FPGAs aren't appropriate for high volume - they cost far too much per unit.
(Silicon has massive upfront cost, but very little per unit cost.) FPGAs are
useful in low volume applications and places where the hardware may need to be
modified.

Cell towers were (are?) big users of them because 1) cell specs were changing
frequently and the FPGA behavior could be modified and 2) there weren't enough
cell towers to make the front loaded cost of silicon worth it.

------
zdw
The uphill climb will be getting 3rd party vendors to actually put this in
their chips.

Seeing as WebM/VP8 is only supported on Android really, and won't be supported
on other platforms that use these chips (WP7, chinese linux phones), it's a
gamble to get them into the mainstream chips. Space on a die is extremely
valuable - for example, nVidia left the NEON FPU off their implementation of
the ARM A9 in the Tegra2, to the detriment of quite a few workloads, for the
main reason of shrinking the chip to maintain high volume and lower cost.
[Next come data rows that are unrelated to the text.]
PR #187, opened 2026-01-14
[PNP-9741] Update RFC-176 to done

KludgeKML:
Static is now retired, so update this RFC status to done.

[JIRA Card](https://gov-uk.atlassian.net/browse/PNP-9741)


deborahchua (approved):
🎉

PR #188, opened 2026-02-12
RFC-188: Make Whitehall the Authority of its own Taxons [WHIT-3066]

ChrisBAshton:
This RFC has been **closed** as **not accepted** - see [summary](https://github.com/alphagov/govuk-rfcs/pull/188#issuecomment-4021963250). ⛔ 

---

[Rendered view](https://github.com/alphagov/govuk-rfcs/blob/whitehall-taxons-refactor/rfc-188-make-whitehall-the-authority-on-its-taxons.md) 💅 

## Summary

This RFC proposes that Whitehall should be the canonical data store for which pieces of content are tagged to which topic and world taxonomies. It will be responsible for pushing the taxons to Publishing API, in the same way that it is already responsible for pushing other kinds of links, such as organisations and ministers.

Benefits:

- Enables different topic/world taxonomies on draft vs live content.
- Eradicates the root cause of a race condition whereby chosen taxonomies can take a while to 'stick' in Publishing API.
- Simplifies Whitehall and makes it more internally consistent.
- Removes runtime coupling between Whitehall and Publishing API for tagging.

### Recent context

1. We're currently working on a rewrite of Topical Events. It was mooted by the Content stakeholders that that format should not have the option of tagging to a topic taxonomy. Our other kinds of associations can be easily configured to be enabled or disabled via the StandardEdition 'config driven' architecture, but because taxons are implemented so differently, it's not clear that we'd be able to extend the same approach there.

2. Having an early look at multi-page architecture in Whitehall's new config-driven approach, we're likely to want to disable topic taxonomy choice from 'child documents' which should otherwise inherit from their parents. As per 1, the most idiomatic way to implement this would be to make taxonomy tagging a configurable property in the content type schema, which would be made easier if taxons worked in the same way as other associations.

Jira: https://gov-uk.atlassian.net/browse/WHIT-3066

### DIFF
--- a/rfc-188-make-whitehall-the-authority-on-its-taxons.md
+++ b/rfc-188-make-whitehall-the-authority-on-its-taxons.md
@@ -21,79 +21,82 @@ Whitehall will:
 
 - Persist selected taxons locally, scoped to Editions.
 - Render taxon tagging from local persistence (removing eventual-consistency delays).
-- Push a complete, authoritative set of taxon links to Publishing API:
-  - as edition_links on draft save
-  - as edition_links and link set updates on publish/republish
+- Push a complete, authoritative set of taxon links to Publishing API, as edition_links
 
 The list of available taxons (the taxonomy catalogue) will continue to be fetched and cached from the publishing stack.
 
-## Problem
+It is also worth noting that this proposal makes Whitehall the canonical source of Topic/World Taxonomy associations for Whitehall content _only_. The RFC does not propose changing the canonical source of these associations for any non-Whitehall content, which remains the responsibility of Content Tagger.
 
-### User problem
+### Benefits
 
-After tagging an Edition with taxons in Whitehall, subsequent refreshes often do not reflect the change immediately, especially in the local dev environment.
-
-This is caused by Whitehall reading taxon tagging from Publishing API at runtime while the update is processed asynchronously or cached (TBC: which?).
-
-This results in:
-
-- confusing UX ("did it save?")
-- reduced trust in the system
-- runtime coupling between Whitehall and Publishing API for editorial workflows
-- friction and delays in local development
-
-### Technical problem
-
-Taxon tagging for Whitehall-managed content is currently treated as externally-owned state:
-
-- Whitehall must query Publishing API at runtime to display tagging.
-- Draft and live semantics are harder to reason about.
-- Topic and world taxonomies must both be considered when reading/writing.
-- Data flow differs from other Whitehall associations.
+- Eradicates the root cause of a race condition.
+- Simplifies Whitehall and makes it more internally consistent.
+- Enables different topic/world taxonomies on draft vs live content.
+- Removes runtime coupling between Whitehall and Publishing API for tagging.
 
 ## Context
 
-- Taxonomies (topic + world) are maintained outside Whitehall (in Content Tagger).
-- Taxons are stored in Publishing API as content items.
-- Publishing API stores links by `content_id`.
-TODO: double-check the following definitions:
-- Link sets are document-scoped (not edition-scoped).
-- Edition links are draft-scoped and allow draft/live divergence.
+- Taxonomies (both topic + world) are:
+  - Maintained outside Whitehall (in Content Tagger).
+  - Stored in Publishing API as content items (see examples below).
+  - Presented as a combined `taxons` link on content items ([example](https://www.gov.uk/api/content/government/publications/latvia-list-of-medical-facilities)).
+- Publishing API [link lifecycles](https://docs.publishing.service.gov.uk/repos/publishing-api/link-expansion.html#link-lifecycles):
+  - Link sets are document-scoped (not edition-scoped).
+  - Edition links are draft-scoped and allow draft/live divergence.
+- Whitehall prefers draftable associations (e.g. organisations via edition_links) so that changes made on a draft edition do not affect the live edition until publish.
 
-Whitehall prefers draftable associations (e.g. organisations via edition_links) so that changes made on a draft edition do not affect the live edition until publish.
+Taxons are not special in Publishing API — they are stored as a standard `"taxons"` link type. There are no hardcoded rules requiring Content Tagger to be the canonical writer.
 
-This RFC aligns taxon tagging with that model.
+```rb
+# Publishing API
 
-## Investigation: Publishing API behaviour
+topic_taxon = Document.find_by(content_id: "71f685fe-0dc3-469d-92c2-1000ad86d7d9").editions.last
+=> 
+#<Edition:0x0000ffff68066130
+ id: 3359281,
+ title: "River maintenance, flooding and coastal erosion",
+ publishing_app: "content-tagger",
+ rendering_app: "collections",
+ update_type: "major",
+ document_type: "taxon",
+ schema_name: "taxon",
+ first_published_at: "2018-03-08 16:32:37.000000000 +0000",
+ last_edited_at: "2018-09-16 10:36:13.350772000 +0000",
+ state: "published",
+ content_store: "live",
+ routes: [{"path" => "/environment/river-maintenance-flooding-coastal-erosion", "type" => "exact"}]>
 
-### Key findings
+world_taxon = Document.find_by(content_id: "7283f126-c578-4df7-949e-44662d4c086b").editions.last
+=> 
+#<Edition:0x0000ffff5e47a780
+ id: 4682028,
+ title: "Living in Latvia",
+ publishing_app: "content-tagger",
+ rendering_app: "collections",
+ update_type: "major",
+ document_type: "taxon",
+ schema_name: "taxon",
+ first_published_at: "2017-06-29 14:02:28.826713000 +0000",
+ last_edited_at: "2020-03-03 16:56:27.160273000 +0000",
+ state: "published",
+ content_store: "live",
+ routes: [{"path" => "/world/living-in-latvia", "type" => "exact"}]>
+```
 
-TODO: double-check and verify the below.
+## Problem
 
-1. Taxons are not special in Publishing API.
-   - They are just another link type: `"taxons"`.
-   - There are no hardcoded business rules restricting which publishing app may set taxons.
+Taxon tagging for Whitehall-managed content is currently treated as externally-owned state. Whitehall queries Publishing API at runtime to display tagging.
 
-2. Publishing API does not distinguish topic vs world taxonomy at storage level.
-   - Both are stored under `"taxons"`.
+Consequences:
 
-3. Link sets are tied to `content_id` and are not edition-scoped.
-   - Writing to link sets affects the document-level associations.
-
-4. Edition links are draft-scoped and allow draft/live divergence.
-
-5. Publishing API does not automatically merge partial link updates.
-   - PATCHing links requires sending the full desired set.
-   - Omitting links risks overwriting them.
-
-6. Content Tagger writes taxons by mutating Publishing API link sets.
-   - There is no enforcement that only Content Tagger may do so.
-
-Conclusion:
-
-There are no hidden business rules in Publishing API that prevent Whitehall from becoming authoritative for taxon tagging.
-
-The main risk is partial overwriting of link sets, which can be mitigated by always sending the full combined set.
+- Inconsistent with how Whitehall models other associations.
+- Makes consolidation of a config-driven association architecture more difficult.
+- Introduces runtime coupling to Publishing API.
+- Code is more complex to reason about.
+- Race conditions have been observed whereby saving new taxon selections takes time to “stick”, showing stale data on refresh.
+  - This hinders local development (topic-less documents are invalid and cannot be force-published).
+  - The issue has also been observed in integration.
+- Taxon tagging is currently implemented as link set links, meaning draft changes immediately affect live associations.
 
 ## Proposal
 
@@ -101,16 +104,16 @@ The main risk is partial overwriting of link sets, which can be mitigated by alw
 
 Whitehall will store selected taxons per Edition.
 
-This enables draft editions to differ from live editions.
-
-Proposed model will be something like:
+Proposed model:
 
 - `edition_taxon_links`
   - `edition_id`
   - `taxon_content_id`
   - `taxonomy_kind` (enum: `topic`, `world`)
 
-When a new edition is created, it will inherit taxons from the previous edition.
+When a new edition is created, it will duplicate taxon links from the previous edition.
+
+This enables draft editions to differ from live editions.
 
 ### 2. Render from local persistence
 
@@ -118,86 +121,46 @@ Whitehall UI will render taxon tagging from `edition_taxon_links`.
 
 Whitehall will no longer call Publishing API at runtime to determine which taxons an Edition is tagged to.
 
-This removes:
-
-- eventual-consistency issues
-- runtime dependency on Publishing API
-- cross-app state ambiguity
-
-### 3. Draft vs Live semantics
-
-Whitehall prefers draftable associations.
-
-Therefore:
-
-#### On save draft
-
-- Taxons are written as edition_links only.
-- Link sets are NOT updated.
-- Live associations remain unchanged.
-
-TODO: is there a case for dropping link set links altogether?
-
-#### On publish / republish
-
-- Taxons are written as edition_links.
-- The document’s link set is updated via `PATCH /v2/links/:content_id`.
-- The full combined set of topic + world taxons is sent.
-
-This ensures:
-
-- Draft changes do not affect live content prematurely.
-- Link sets remain authoritative for live content.
-- Downstream consumers receive correct associations.
-
-### 4. Always send full combined taxon set
-
-When updating link sets:
-
-- Whitehall must always send the complete combined set of topic + world taxons.
-- Partial updates are not permitted.
-
-This avoids accidental overwriting of one taxonomy with another.
-
-### 5. Continue fetching taxonomy catalogue
-
 Whitehall will continue to fetch and cache the list of available taxons from the publishing stack.
 
-This proposal changes tagging ownership, not taxonomy ownership.
+This proposal changes tagging ownership, not taxonomy ownership. The question of taxonomy ownership and governance is being investigated separately by the `#govuk-publishing-tagging-workflow` team.
 
-## Migration Plan
+### 3. Update Publishing API integration
 
-### 1. Backfill
+Taxon links will no longer be managed via `patch_links`.
+
+Instead, taxons will be sent via `put_content` as edition links, like Whitehall's other associations.
+
+Whitehall must always send the complete combined set of topic + world taxons. Partial updates are not permitted.
+
+At this stage we have fully editionable taxonomies — no further use of link sets for taxons.
+
+## Implementation Plan
+
+### Phase 1 – Introduce local persistence
+
+- Create `edition_taxon_links`.
+- Continue writing to Publishing API as currently implemented. In addition, write the taxon selections locally.
+- Duplicate taxon links when new editions are created.
+- Continue reading taxon selections from Publishing API. Do not yet switch rendering.
+
+### Phase 2 – Backfill existing data
 
 For each Whitehall document:
 
 - Fetch existing taxon link sets from Publishing API.
-- Populate `edition_taxon_links` for the latest edition.
+- Populate/overwrite `edition_taxon_links` for both the live and draft editions (if applicable).
+- Ensure both topic and world taxons are captured.
 
-Both topic and world taxons must be included.
+### Phase 3 – Switch read path
 
-### 2. Dual-read period (temporary)
+- Render taxon tagging from `edition_taxon_links`.
+- Remove runtime reads from Publishing API.
 
-For a limited period:
+### Phase 4 – Remove link set updates
 
-- Compare local taxon set vs Publishing API link set.
-- Log diffs.
-- Identify edge cases.
-
-### 3. Switch UI reads
-
-Switch Whitehall to render from local persistence only.
-
-### 4. Switch publish writes
-
-Update publish/republish flow to:
-
-- Write edition_links
-- PATCH link set with full combined taxon set
-
-### 5. Remove runtime dependency
-
-Remove all runtime reads of taxon tagging from Publishing API.
+- Remove `patch_links` usage for taxons.
+- At this stage, taxonomies are updated solely on edition_links via `put_content`.
 
 ## Governance Considerations
 
@@ -205,6 +168,7 @@ After this change:
 
 - Whitehall is authoritative for taxon tagging on Whitehall-managed content.
 - If Content Tagger mutates taxons for Whitehall content, those changes will be overwritten on next republish.
+- NB: Content Tagger as an application has [low and poorly defined usage](https://gds.slack.com/archives/C0A5B765LUV/p1771244116138289?thread_ts=1770918971.536859&cid=C0A5B765LUV) and has not received meaningful updates in several years.
 
 Optional mitigations:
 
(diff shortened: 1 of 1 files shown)


rfc-188-make-whitehall-the-authority-on-its-taxons.md
```diff
@@ -0,0 +1,282 @@
...
+### 5. Remove runtime dependency
+
+Remove all runtime reads of taxon tagging from Publishing API.
+
+## Governance Considerations
+
+After this change:
+
+- Whitehall is authoritative for taxon tagging on Whitehall-managed content.
+- If Content Tagger mutates taxons for Whitehall content, those changes will be overwritten on next republish.
```
leimdorfer, line 170: Is this a change? What happens currently? If a user mutates a taxon would they expect existing content to reflect that without a republish or is this consistent with current expectations?

ryanb-gds (commented):
Would like to see some data confirming that users are having poor experiences in production - I've been under the impression  this mostly affects us in development/integration. Also, do we know enough about how users work with Content Tagger to be sure this won't cause friction?

One other option to improve this area would be to poll Publishing API for taxon data occasionally, similar to what we're considering doing for image uploads.

I think this is probably a good idea but just want to make sure we've done our due diligence. Also, we need to make sure we run this past the tagging workflow team who are working on tagging flows at the moment. Could cause problems if they were banking on making Content Tagger the source of truth or something.

RukhsanaAli-debug:
How would this work align to future ambitions to create a graph database of GOV.UK content aligned to out core ontology? It's a bit in the future for the moment but I wonder whether the need in the RFC is covered in that work?

rfc-188-make-whitehall-the-authority-on-its-taxons.md
ChrisBAshton: Yep - currently it's possible to edit the tags of Whitehall content, inside Content Tagger. The changes are immediately applied to the live content. The changes are also surfaced in the Whitehall UI, so it is possible for the Whitehall publisher to 'undo' the change by explicitly changing the tagged topics in Whitehall before republishing.

Tested this by:

- Loading up a news article: https://whitehall-admin.integration.publishing.service.gov.uk/government/admin/standard-editions/1582312
- Editing its tags in Content Tagger: https://content-tagger.integration.publishing.service.gov.uk/taggings/5eb5c394-7631-11e4-a3cb-005056011aef
- Seeing the tags immediately applied/published in https://www.integration.publishing.service.gov.uk/government/news/scottish-secretary-attends-royal-national-mod

ChrisBAshton:
@ryanb-gds yep there's an ongoing [thread in #govuk-publishing-tagging-workflow](https://gds.slack.com/archives/C0A5B765LUV/p1770918971536859) to give them an early look at the RFC.

I do expect that the poor UX issue doesn't really apply to Production - but probably more through luck than good design.

ChrisBAshton:
@RukhsanaAli-debug definitely one to discuss and align on. I see this as a step in the right direction that we can iterate on later. Importantly the taxons themselves are still defined outside of Whitehall - this RFC is just about how those taxons are integrated with the app.

chrisroos:
Thanks @ChrisBAshton. This seems like an improvement to me. 

I like that it solves (or at least makes it easier to solve) the existing bug which allows publishers to modify live Topic/World Taxonomy associations by editing them in the draft of a published document in Whitehall.

It should also make it easier to modify the [TaxonValidator in Whitehall](https://github.com/alphagov/whitehall/blob/main/app/validators/taxon_validator.rb) so that it differentiates between the Topic and World Taxonomy associations. At present it's possible to satisfy the TaxonValidator by tagging to the World Taxonomy _instead of_ the Topic Taxonomy and it's not clear whether that's by design or not.

If I understand correctly this won't require changes to any rendering apps. Is it worth making that explicit?

Is it worth making it clear that this makes Whitehall the canonical source of Topic/World Taxonomy associations for Whitehall content _only_ (i.e. Content Tagger remains the canonical source of these associations for any non-Whitehall content)?

In case you're not already aware: not all Whitehall-published content items in the content store have Topic Taxonomy associations even though the validation in Whitehall now requires them to. What you're proposing won't make the situation any worse/better but it'll be useful to be aware of when you come to backfilling data.

In case it's useful: as part of the work we're doing we've created [this spreadsheet](https://docs.google.com/spreadsheets/d/14j-BZ-ka935s0XTjCEFilS4yVYcj8Mo3K7qUd0iCVCU/edit?gid=26672664#gid=26672664) which (among other things) lists all 174 document types in the content store and the counts of those documents with associations to the Topic Taxonomy. The queries for extracting this data from content-store are in [this gist](https://gist.github.com/chrisroos/c03dde835b0426cc788256160db32c57) and we'd be very happy to discuss it further.

Finally, I have very vague recollections from the distant past about a desire to make Publishing API/Content Store the source of truth for all data and that the publishing apps should/would be fairly thin clients on those APIs. I'm guessing that may no longer be a driving factor but thought I'd mention it in case it's useful.

rfc-188-make-whitehall-the-authority-on-its-taxons.md
```diff
@@ -0,0 +1,210 @@
...
+- Remove `patch_links`.
+- Use edition_links only, ensuring draft changes do not affect live until publish.
+
+### Risk: Backfill misses world taxonomy
+
+Mitigation:
+- Explicitly backfill both topic and world taxons.
+- Validate counts before and after switching.
+
+### Risk: A taxon is deleted from Content Tagger
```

I'm going to guess at least a year or two before we see phones with this
hardware encoder. The big issue is network effect - this is designed for
videoconferencing, and thus both ends have to have the HW encoder for it to
not drain battery life.

I'm thinking this will be a very slow, very long uptake, especially when there
have been H.264 implementations in the wild for years now. Ideally, someone
will come along with a combined dual codec VP8/H.264 encoding block (as the
formats share a lot of internal functionality) that uses less die space than
having two separate blocks, and software vendors will just get to choose which
format to support.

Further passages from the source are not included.